# Any suggestions on how to fill or finish these nail holes?



## macintosh (Aug 31, 2009)

We are currently building a dining room table from reclaimed barn wood. The wood is littered with nail holes, giving it just the right touch of personality and charm. We are not staining the wood, just simply finishing it with an oil-based polyurethane.

Should we fill the nail holes somehow to prevent food or beverage residue from getting into and being trapped in the nail holes? If you think it should be filled, what product would you recommend?

Its quite a challenge- wanting to preserve the wood and protect the nail holes from filling with debris - yet while not wanting to see any evidence that the holes were filled.

I would appreciate your thoughts and expertise. Many thanks, 
-the wife

Here's a sample…


----------



## Samyer (Sep 26, 2007)

I would consider epoxy, dyed or colored to match the hole coloring (assuming you are wanting to retain the black discoloration).


----------



## Kindlingmaker (Sep 29, 2008)

Yup, what Sam said…


----------



## okwoodshop (Sep 15, 2009)

i have been using crushed stone (calcite) and super glue to fill voids in some of my rocking chairs and other projects, add a little copper or brass shavings. the calcite is a soft stone and sands easily. you cant hide em might as well make em pop.


----------



## woodisit (Jul 11, 2009)

You might want to go with a cut off rust nail color? To stay in character


----------



## roman (Sep 28, 2007)

I put fine grind "pure" pigment, mixing lamp black and burnt umber into either two part auto body filler or just "Spackle" drywall compound.

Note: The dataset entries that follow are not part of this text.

PR #890, opened 2020-08-17
Fix broken "Hamburg (20 cm)" source

rbuffat:
The WMS server has changed and thus is currently broken: https://geoportal-hamburg.de/info/DOP_GBK_Anpassungen.pdf

> Digitale Orthophotos Hamburg
> WMS Digitale Orthophotos Hamburg
> Name alt: WMS Digitale Orthophotos 20cm Hamburg
> URL alt: https://geodienste.hamburg.de/HH_WMS_DOP20
> URL neu: https://geodienste.hamburg.de/HH_WMS_DOP

The layer did not have any license URL before. The [WMS server](https://geodienste.hamburg.de/HH_WMS_DOP?REQUEST=GetCapabilities&SERVICE=WMS) includes:

```
<Fees>Nutzungsbedingungen: Datenlizenz Deutschland - Namensnennung - Version 2.0; &lt;a href="https://www.govdata.de/dl-de/by-2-0"&gt;https://www.govdata.de/dl-de/by-2-0&lt;/a&gt;; dl-de-by-2.0; Namensnennung: "Freie und Hansestadt Hamburg, Landesbetrieb Geoinformation und Vermessung"</Fees>
<AccessConstraints>Es gelten keine Zugriffsbeschränkungen,Hamburgisches Geodateninfrastrukturgesetz (HmbGDIG)</AccessConstraints>
```

I found the following page: https://metaver.de/trefferanzeige?cmd=doShowDocument&docuuid=B2013F67-EB8A-4629-8E6D-55A5F74CE129&plugid=/ingrid-group:dsc-MV
-> Verfügbarkeit 

> Zugriffsbeschränkungen
> Es gelten keine Zugriffsbeschränkungen
> 
> Nutzungsbedingungen
>  Datenlizenz Deutschland Namensnennung 2.0
> 
> Quellenvermerk: Freie und Hansestadt Hamburg, Landesbetrieb Geoinformation und Vermessung

The link to the WMS server can be found under "Verweise" -> "Weitere Verweise" -> "Dienst "WMS Digitale Orthophotos Hamburg" (GetCapabilities)"

@Klumbumbus would it be possible that you have a look at the license?

PR #1114, opened 2021-04-09
Add DOP20 and DK5 layers for Hamburg, Germany

hauke96:
This PR re-adds the two layers for Hamburg, Germany as there are new information regarding the legal situation.

There was some discussion going on in PR #890 and so the community in hamburg asked the LGV (Landesbetrieb Geoinformation und Vermessung) for permission, which is the official owner and creator of the data. The answer was positive and we are allowed to use the data as long as we make clear what the sources are by adding a reference to the LGV. This can be done via changeset metadata with e.g. "HH LGV DOP20 2021" or similar.

I just copied the geojson data from the #890 PR, added the LGV reference in the name and fixed the URL of the "Hamburg 20cm" layer.

The complete mail transcript with the LGV (German only): https://wiki.openstreetmap.org/wiki/DE:Permissions/LGV_Hamburg_2021
The (moderated and not yet up to date) discussion in the forum: https://forum.openstreetmap.org/viewtopic.php?id=19227&p=2


rbuffat:
@hauke96 Thank you for contacting the LGV, this is much appreciated!

rbuffat:
Just a note:  as far as I'm aware the way OSM attributes data is using the Contributors Wiki page: https://wiki.openstreetmap.org/wiki/Contributors
The changeset comments are intended for mappers and not for attribution. 

See the discussion in JOSM and iD:
https://josm.openstreetmap.de/ticket/19911
https://github.com/openstreetmap/iD/issues/6300

PR #895, opened 2019-03-29
Change modelsAdded signals signature

cmft:
Change TaurusModelSelectorItem.modelsAdded and
TaurusModelSelector.modelsAdded signals signature from
'QStringList' to list.

It will allow to pass XY models.


lib/taurus/qt/qtgui/panel/taurusmodelchooser.py
```diff
@@ -53,7 +53,7 @@ class TaurusModelSelector(Qt.QTabWidget):
     # TODO add action to add new TaurusModelSelectorItem
     # TODO add mechanism to allow manual plugin activation
     #      (instead of relying on installation)
-    modelsAdded = Qt.pyqtSignal('QStringList')
+    modelsAdded = Qt.pyqtSignal(list)
```
cpascual: If "QStringList" is not working, I think that it is better to use `taurus.external.qt.compat.PY_OBJECT` instead of `list`

PR #896, opened 2019-03-29
Add unit to taurus.core `__init__.py`

cpascual:
The `taurus.core.units` module is not imported in `taurus.core` and
therefore it does not appear in the API docs. Import it.

### DIFF
--- a/lib/taurus/core/init_bkcomp.py
+++ b/lib/taurus/core/init_bkcomp.py
@@ -42,6 +42,7 @@ from .taurusmanager import *
 from .taurusoperation import *
 from .tauruspollingtimer import *
 from .taurusvalidator import *
+from .units import *
 
 # enable compatibility code with tau V1 if tauv1 package is present
 try:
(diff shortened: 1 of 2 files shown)


lib/taurus/core/init_bkcomp.py
```diff
@@ -42,6 +42,7 @@
 from .taurusoperation import *
 from .tauruspollingtimer import *
 from .taurusvalidator import *
+from .units import *
```
reszelaz: It does not change this PR but in general I though that it was a good practice to avoid using plurals: unit vs. units.

cpascual: >it was a good practice to avoid using plurals: unit vs. units.

Yes, that's true, and I was aware of that when I originally implemented it. But in this case I had to decide between that and being consistent with the use that is done in pint of the word "units" (e.g. a Quantity has `.units`)

> python -c "from taurus.core import Quantity" works now

Yes, but still, for documentation purposes it is better to import from `taurus.core.units` because the other way does not work with `tauruscustomsettings.LIGHTWEIGHT_IMPORTS=True`

PR #897, opened 2019-04-01
Fix isValidName helper

cmft:
According the doc if `etypes` is passed, it returns True
only if name is valid for at least one of the given the
element types.

The method returns false when several `etypes` are given
if the first does not match.

Fix it.


cpascual:
good catch!

PR #902, opened 2019-04-09
New LED images with drawings

mbroseta:
Modified png's for the red, green, yellow, orange and blue LEDs, adding an icon inside the LED that indicates the status for color blind people.


cpascual:
Hi @mbroseta, thanks for the PR!

I see some issues with it, though:

1. your proposed changes do not allow someone to keep the "old" (icon-less) leds, and some people may complain about their existing GUI appearance being changed. So I think that it would be nice to keep the old icons and adding these as new icons with a different name, and then we should provide a mechanism for choosing (more about this later)

2. I also see an even more fundamental issue: originally the led images are general in the sense that they just define a led of a given color on and off. The meaning of that color (e.g. orange meaning warning) is an external association (which is done in e.g. `_TaurusLedControllerState.LedMap`). With your proposed change, e.g the "warning" meaning gets associated to the orange led image itself.

3. Finally, I see some images changed which do not have any icon added (e.g. the white and magenta ones). What are the modifications? If there are no practical modifications, maybe they should be omitted from the PR

So, a possible solution for 1 and 2 would be to:
- leave the existing "iconless" images as they were
- provide a new set of images with names reflecting "warning" "fault", "ok", etc. instead of colors
- create a new `_TaurusLedControllerState.LedMap` that uses the new states
- consider a mechanism allowing to use the original map instead of the new one for people who prefer to keep the original view (maybe controllable via tauruscustomsettings)

mbroseta:
Hi @cpascual ,

I think, my lats commit to this pull request hasn't been reviewed. In it, I am keeping the images256 as they are in the original taurus project and I have created a new folder for the new icons "images256icons".

At the beginning, I though to add some new functionallity to te code to let the user select between old leds style or the new ones, but that functionallityis already available by changing the LedPattern _**(setLedPatternName)**_ . So Ithat's why I have just added the new icons to a new folder. Is not enough with this?

I am totally agree that not all the icons have been modified. I have just modified the ones that I use more often.

Manolo

cpascual:
>I am keeping the images256 as they are in the original taurus project and I have created a new folder for the new icons "images256icons".

Sorry, my fault. I did  not notice the "images256icons" in the path

> that functionallityis already available by changing the LedPattern (setLedPatternName) . So Ithat's why I have just added the new icons to a new folder. Is not enough with this?

It is enough as long as we do not want to make the new pattern the default one ... so for now, yes. 

> I totally agree that not all the icons have been modified. I have just modified the ones that I use more often.

Would it make sense to add the unmodified ones as symlinks to the  original ones instead of duplicating them?
In principle git handles symlinks (even handles the case of local repos on filesystems not supporting symlinks ), but I confess that I am not familiar with whether it all works seamlessly or not...

cpascual:
It seems that we won't be putting more time into the small details left to do, so I am merging this as it is

PR #913, opened 2019-05-13
Make abstract the preAttach method

cmft:
Now preAttach is an abstract method and the taurusEvent signal
connection is moved to the __init__ method.


cmft:
Testing this PR. It does not work.

cmft:
> Testing this PR. It does not work.

Fixed. The preDetach method must to be also abstract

Its the only "filler" that doesnt fade with time

I prefer the dark colour near black as that is what is stained around the lead nail holes

I might add another tweo cents…...........I use a sharp "V" carving chisel to widen the cracks, then fill them and sand the filler out purposely leaving an "indent" along the crack lines….....seems to add character and warmth


----------



## DaleM (Feb 18, 2009)

I would try just taping over or plugging the other side of the hole and flooding the holes and cracks with the same poly you are using for a finish. The first coat of course will soak in some and shrink some as it dries, and will take a couple days to dry but it should seal the wood up well as it dries. A second application (and possibly a third), flooded in to fill the holes again, should mostly fill it, with only a little shrinkage, then you should be able to finish the entire table.


----------



## northwoodsman (Feb 22, 2008)

I would leave them exactly the way they are. We have a large, expensive "name brand" table that was built rustic and distressed. It has larger voids and gaps than what yours appears to be. That's why we purchased it. I think it adds to the character. If you do get crumbs in the holes/gaps just use the hose on your vacuum to clean them out.


----------



## cmaxnavy (Dec 23, 2007)

I would use a clear epoxy. Naturally, you'll want to try all the ideas above on sacrificial woods before you decide. Good luck. Max


----------



## Gene01 (Jan 5, 2009)

My $0.2, epoxy and lamp black.
However, roman's auto body filler sounds intriguing.


----------



## tblrxdave (May 20, 2009)

I've made plugs with "real wood" with good results, stained the head to match. I also have a harvest table mabe with reclaimed barn boards that was made back in the early 60's. The nail holes were left alone. Over time with periodic oiling the holes filled in nicely. Your choice.
Dave


----------



## WibblyPig (Jun 8, 2009)

The first idea that strikes me is old nails with a rusty head. Clinch them from the bottom so they don't move them finish right over them.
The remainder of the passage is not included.